While working on
ARROW-5500, I found a number of issues around the CSV parse options header_rows:
- If header_rows is 0, the reader errors
- It's not possible to supply your own column names, as this TODO notes.
ARROW-4912allows renaming columns after reading in, which maybe is enough as long as header_rows == 0 doesn't error, but then you can't naturally specify column types in the convert options because that takes a map of column name to type.
- If header_rows is > 1, every cell gets turned into a column name, so if header_rows == 2, you get twice the number of column names as columns. This doesn't error, but it leads to unexpected results.
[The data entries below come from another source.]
PR #1477, opened 2025-05-02
moved the borated polyethylene back to its original position

ehrlich-uva:
This fixes an overlap problem at the CRV-TS-Ext


brownd1978:
Is this change to fix to a G4 overlap, or just for backwards-compatibility with MDC2020 datasets?

ehrlich-uva:
This change fixes the G4 overlap. It doesn't affect the backwards-compatibility.

brownd1978 (approved):

brownd1978:
What is the long-term fix? If the moved poly results in a volume overlap, what else need to change with it?

ehrlich-uva:
The new geometry (crv_counters_v10) removes the FEBs for the CRV-TS-Ext modules, because they don't belong there (they were placed to a default location above the CRV modules, which is the wrong location). So the moved poly won't create any overlaps.

PR #1479, opened 2025-05-02
Update accept-reject filter module

michaelmackenzie:
Update the accept-reject filter module to use validated fcl and include some debug histograms. This is useful in producing physical spectra from weighted events, such as is needed for mock data samples. I will also put in a corresponding PR in Production to add RPC fcls that have the physical pion stop time distribution for use in MDS2.


sophiemiddleton (approved):
Hi Michael,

IMO a better interface would be to have a skip_rows argument to let you ignore a large header, and a column_names argument that, if provided, gives the column names. If not provided, the first row after skip_rows is taken to be the column names. If it were also possible for column_names to take a false or null argument, then we could support the case of autogenerating names when none are provided and there's no header row. Alternatively, we could use a boolean header argument to govern whether the first (non-skipped) row should be interpreted as column names. (For reference, R's readr takes TRUE/FALSE/array of strings in one arg; the base read.csv uses separate args for header and col.names. Both have a skip argument.)
I don't think there's value in trying to be clever about multirow headers and converting those to column names; if there's meaningful information in a tall header, let the user parse it themselves.